Benchmark (type) Mode Cnt Score Error Units
AppendBenchmark.testMedium NONE thrpt 4 1595668.598 ± 850581.241 ops/s
AppendBenchmark.testMedium SNAPPY thrpt 4 919539.081 ± 205638.008 ops/s
AppendBenchmark.testSmall NONE thrpt 4 9800098.075 ± 707288.665 ops/s
AppendBenchmark.testSmall SNAPPY thrpt 4 20227222.636 ± 7567353.506 ops/s
This is mostly disk bound, CPU is not fully utilized. So even though Snappy uses more CPU, it's still faster because there's less data to write to disk, especially when the keys and values are small. (The score is number of appends, not amount of data, so this may be slightly misleading)
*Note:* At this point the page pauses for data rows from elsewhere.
PR #15988, opened 2026-05-17
Refactor: Replace deprecated network.cloudflareClient globally

darwin-256:
Checklist:


lib-multisrc/comicaso/src/eu/kanade/tachiyomi/multisrc/comicaso/Comicaso.kt
```diff
@@ -25,7 +25,7 @@ abstract class Comicaso(
 
     override val supportsLatest = true
 
-    override val client = network.cloudflareClient
+    override val client = network.client
```
vetleledaal: Is this needed? It's now effectively [the same as the default](https://github.com/mihonapp/mihon/blob/e8c6e3364dded0cb21df572be175cbb01adc243f/source-api/src/commonMain/kotlin/eu/kanade/tachiyomi/source/online/HttpSource.kt#L67-L68).
```suggestion
```

bapeey: You can use this regex to delete redundant client overrides

```regex
# Python
(?m)^\s*\n?override\s+val\s+client(?:\s*:\s*OkHttpClient)?\s*=\s*network\.client\s*$(?!\n\s*\.)
```

AwkwardPeak7: this applies to all files

darwin-256: solved

AwkwardPeak7 (approved):

PR #16012, opened 2026-05-18
Asmodeus Scans add Wayback Machine support

tigeryu8900:
Asmodeus Scans has apparently been IP-banning those who use third-party apps instead of a web browser.

Recently, I tried to open an asmotoon source only to get a 404 response. I tried a VPN, and it worked until I got a 404 response a few minutes later. I also tried other VPN locations, but they all got IP-banned within minutes.

This change adds support for redirecting requests to the Wayback Machine (web.archive.org) as a way to circumvent this.

Checklist:

### DIFF
--- a/src/en/asmotoon/build.gradle
+++ b/src/en/asmotoon/build.gradle
@@ -3,7 +3,7 @@ ext {
     extClass = '.Asmotoon'
     themePkg = 'keyoapp'
     baseUrl = 'https://asmotoon.com'
-    overrideVersionCode = 0
+    overrideVersionCode = 1
     isNsfw = false
 }
 
--- a/src/en/asmotoon/src/eu/kanade/tachiyomi/extension/en/asmotoon/Asmotoon.kt
+++ b/src/en/asmotoon/src/eu/kanade/tachiyomi/extension/en/asmotoon/Asmotoon.kt
@@ -42,7 +42,7 @@ class Asmotoon :
     val waybackMachineClient: OkHttpClient = super
         .client
         .newBuilder()
-        .addInterceptor(WaybackMachineInterceptor())
+        .addInterceptor(WaybackMachineInterceptor("""\w+://asmotoon\.com/.*""".toRegex()))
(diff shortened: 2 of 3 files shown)


Riztard:
does spoofing header as normal web browser not working?

Smol-Ame:
Extension works just fine on my end currently, connected to a VPN as well. Have you considered that maybe the source just sucks & was having transient server/website issues?

tigeryu8900:
I had the user agent spoofed as my default browser.

I don't think they look at the headers since the Wayback Machine is still able to archive the site despite having a user agent that's obviously a bot.

I think they probably check if resources on the page are loaded. That could explain why the Wayback Machine isn't IP-banned since it archives all resources on the page.

tigeryu8900:
> Extension works just fine on my end currently, connected to a VPN as well. Have you considered that maybe the source just sucks & was having transient server/website issues?

I did consider that. I never encountered this issue while using a browser. Also, once I receive a 404 response, I would consistently get a 404 response for months while changing the IP address to somewhere near would fix it.

I had this problem for a long time now, but back then it rarely happened. Now, it happens within minutes.

I'll try clearing cookies to see if that fixes it.

tigeryu8900:
Update: I think I found the culprit. It's the update mechanism.

When you have a few entries from Asmodeus Scans in your library, and the app updates these entries, there will be a QPS spike that I believe is what causes the IP ban.

I found out that redirecting traffic to the Wayback Machine actually prevents this since those queries are distributed across multiple Wayback Machine crawlers, and the Wayback Machine itself does caching and rate limiting.

Smol-Ame:
Instead of scraping/maintaining a completely separate thing, which relies on both that site to be up & for them to have said scraped whatever chapter/chapter pages, add/increase the rate-limit on the extension to something like `1,4`

tigeryu8900:
Got it, created a new PR.

Just a side note, it's possible to scrape on demand via API, which is what this PR does when a snapshot is too old or missing.

PR #16028, opened 2026-05-19
utils: update preference util

manti-X:
it was part of #10020

### DIFF
--- a/core/src/main/kotlin/keiyoushi/utils/Context.kt
+++ b/core/src/main/kotlin/keiyoushi/utils/Context.kt
@@ -4,5 +4,4 @@ import android.app.Application
 import uy.kohesive.injekt.Injekt
 import uy.kohesive.injekt.api.get
 
-// This ensures the type token isn't duplicated at each call site
 val applicationContext: Application get() = Injekt.get()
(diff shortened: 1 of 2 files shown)


core/src/main/kotlin/keiyoushi/utils/Preferences.kt
```diff
@@ -23,4 +23,7 @@ inline fun HttpSource.getPreferencesLazy(
 /**
  * Returns the [SharedPreferences] associated with passed source id
  */
-fun getPreferences(sourceId: Long): SharedPreferences = Injekt.get<Application>().getSharedPreferences("source_$sourceId", 0x0000)
+fun getPreferences(sourceId: Long): SharedPreferences = application.getSharedPreferences("source_$sourceId", 0x0000)
+
+// This ensures the type token isn't duplicated at each call site
+val application: Application get() = Injekt.get()
```
AwkwardPeak7: maybe move to a new file named Context, and make this applicationContext. we can reuse it for webview calls.

core/src/main/kotlin/keiyoushi/utils/Context.kt
```diff
@@ -0,0 +1,8 @@
+package keiyoushi.utils
+
+import android.app.Application
+import uy.kohesive.injekt.Injekt
+import uy.kohesive.injekt.api.get
+
+// This ensures the type token isn't duplicated at each call site
```
AwkwardPeak7:
```suggestion
```

AwkwardPeak7 (approved):

PR #193, opened 2017-11-15
Fix typos in word whether in phpDoc

pahan35:
Fix other typos which was skipped on previous whether typos fix


Chouby:
I often make the mistake. Thank you!

PR #196, opened 2017-11-15
Fix wrong get lang from url

pahan35:
IMHO there is no better way to avoid mismatch except compare with hosts


Chouby:
Thanks. I noticed that your proposal would break `get_language_from_url()` when used with a parameter. SO I added corresponding tests. But your proposed fix made me think it was even better to reuse the same method already developped for multiple domains.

Benchmark (constructionMethod) (numElements) Mode Cnt Score Error Units
WriteHashBenchmark.test IN_MEMORY 1000 ss 4 0.003 ± 0.001 s/op
WriteHashBenchmark.test IN_MEMORY 10000 ss 4 0.009 ± 0.016 s/op
WriteHashBenchmark.test IN_MEMORY 100000 ss 4 0.035 ± 0.088 s/op
WriteHashBenchmark.test IN_MEMORY 1000000 ss 4 0.273 ± 0.120 s/op
WriteHashBenchmark.test IN_MEMORY 10000000 ss 4 4.862 ± 0.970 s/op
WriteHashBenchmark.test SORTING 1000 ss 4 0.005 ± 0.033 s/op
WriteHashBenchmark.test SORTING 10000 ss 4 0.014 ± 0.008 s/op
WriteHashBenchmark.test SORTING 100000 ss 4 0.070 ± 0.111 s/op
WriteHashBenchmark.test SORTING 1000000 ss 4 0.835 ± 0.310 s/op
WriteHashBenchmark.test SORTING 10000000 ss 4 13.919 ± 1.908 s/op
Writing using the in-memory method is faster, but only works if you can keep the full hash file in memory while building it. Sorting is about 3x slower, but is more reliably for very large data sets.